▸ **DATA FOR REVIEW**
PR #695, opened 2016-02-04
ZEPPELiN-654 Improvement to SparkSqlInterpreter

karup1990:
### What is this PR for?
Improve performance of Sparksqlinterpreter
Use StringBuilder instead of String when building the results returned by SparksqlInterpreter 

### What type of PR is it?
Improvement

### Todos
NA

Try to run a Sparksql command that returns large number of rows(make sure `zeppelin.spark.maxResult` is set to a larger value) with and without fix.
Keep note of the time taken in each case.
The time taken with this change  is significantly lesser.

NA

### Questions:

### DIFF
--- a/spark/src/main/java/org/apache/zeppelin/spark/ZeppelinContext.java
+++ b/spark/src/main/java/org/apache/zeppelin/spark/ZeppelinContext.java
@@ -17,15 +17,11 @@
 
 package org.apache.zeppelin.spark;
 
-import static scala.collection.JavaConversions.asJavaCollection;
 import static scala.collection.JavaConversions.asJavaIterable;
-import static scala.collection.JavaConversions.collectionAsScalaIterable;
 
 import java.io.IOException;
-import java.io.PrintStream;
 import java.lang.reflect.InvocationTargetException;
 import java.lang.reflect.Method;
-import java.util.Collection;
 import java.util.Iterator;
 import java.util.LinkedList;
 import java.util.List;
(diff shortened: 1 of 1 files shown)


karup1990:
Removing some unused imports in `ZeppelinContext.java` in this PR

karup1990:
When SparkSqlinterpreter returns the result , ZeppelinContext constructs a String out of it for displaying on UI.
The logic to construct result string uses String Class for each column value in each row. 
If result has x rows and each row has y columns, it creates x * y String objects for constructing the result string. 
For large values of x and y, the number of String objects created is enormous and is time consuming.
Instead we could use StringBuilder, which will reduce number of objects created and will be faster.

corneadoug:
@karup1990 Could you provide a table showing multiple time differences depending on results size?
That would be quite useful for us to review without having to run every cases possible.

Leemoonsoo:
I have tested following code

```
%spark
case class Test(n:Int, s:String)
val data = sc.parallelize(1 to 10000).map(i=>Test(i, "aaaaaaaaaaaabbbbbbbbbbbbcccccccccccddddddddd")).toDF
data.registerTempTable("test")
```

and

```
%sql
select * from test
```

took 20 sec before this patch but only 1 sec after this patch in my machine.
significant performance improvement.

It looks good to me.

Leemoonsoo:

felixcheung:
looks good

▸ **EXERCISE AIM**
Copy the records. Each line should match exactly.

▸ **SOLUTION**
PR #695, opened 2016-02-04
ZEPPELiN-654 Improvement to SparkSqlInterpreter

karup1990:
### What is this PR for?
Improve performance of Sparksqlinterpreter
Use StringBuilder instead of String when building the results returned by SparksqlInterpreter 

### What type of PR is it?
Improvement

### Todos
NA

Try to run a Sparksql command that returns large number of rows(make sure `zeppelin.spark.maxResult` is set to a larger value) with and without fix.
Keep note of the time taken in each case.
The time taken with this change  is significantly lesser.

NA

### Questions:

### DIFF
--- a/spark/src/main/java/org/apache/zeppelin/spark/ZeppelinContext.java
+++ b/spark/src/main/java/org/apache/zeppelin/spark/ZeppelinContext.java
@@ -17,15 +17,11 @@
 
 package org.apache.zeppelin.spark;
 
-import static scala.collection.JavaConversions.asJavaCollection;
 import static scala.collection.JavaConversions.asJavaIterable;
-import static scala.collection.JavaConversions.collectionAsScalaIterable;
 
 import java.io.IOException;
-import java.io.PrintStream;
 import java.lang.reflect.InvocationTargetException;
 import java.lang.reflect.Method;
-import java.util.Collection;
 import java.util.Iterator;
 import java.util.LinkedList;
 import java.util.List;
(diff shortened: 1 of 1 files shown)


karup1990:
Removing some unused imports in `ZeppelinContext.java` in this PR

karup1990:
When SparkSqlinterpreter returns the result , ZeppelinContext constructs a String out of it for displaying on UI.
The logic to construct result string uses String Class for each column value in each row. 
If result has x rows and each row has y columns, it creates x * y String objects for constructing the result string. 
For large values of x and y, the number of String objects created is enormous and is time consuming.
Instead we could use StringBuilder, which will reduce number of objects created and will be faster.

corneadoug:
@karup1990 Could you provide a table showing multiple time differences depending on results size?
That would be quite useful for us to review without having to run every cases possible.

Leemoonsoo:
I have tested following code

```
%spark
case class Test(n:Int, s:String)
val data = sc.parallelize(1 to 10000).map(i=>Test(i, "aaaaaaaaaaaabbbbbbbbbbbbcccccccccccddddddddd")).toDF
data.registerTempTable("test")
```

and

```
%sql
select * from test
```

took 20 sec before this patch but only 1 sec after this patch in my machine.
significant performance improvement.

It looks good to me.

Leemoonsoo:

felixcheung:
looks good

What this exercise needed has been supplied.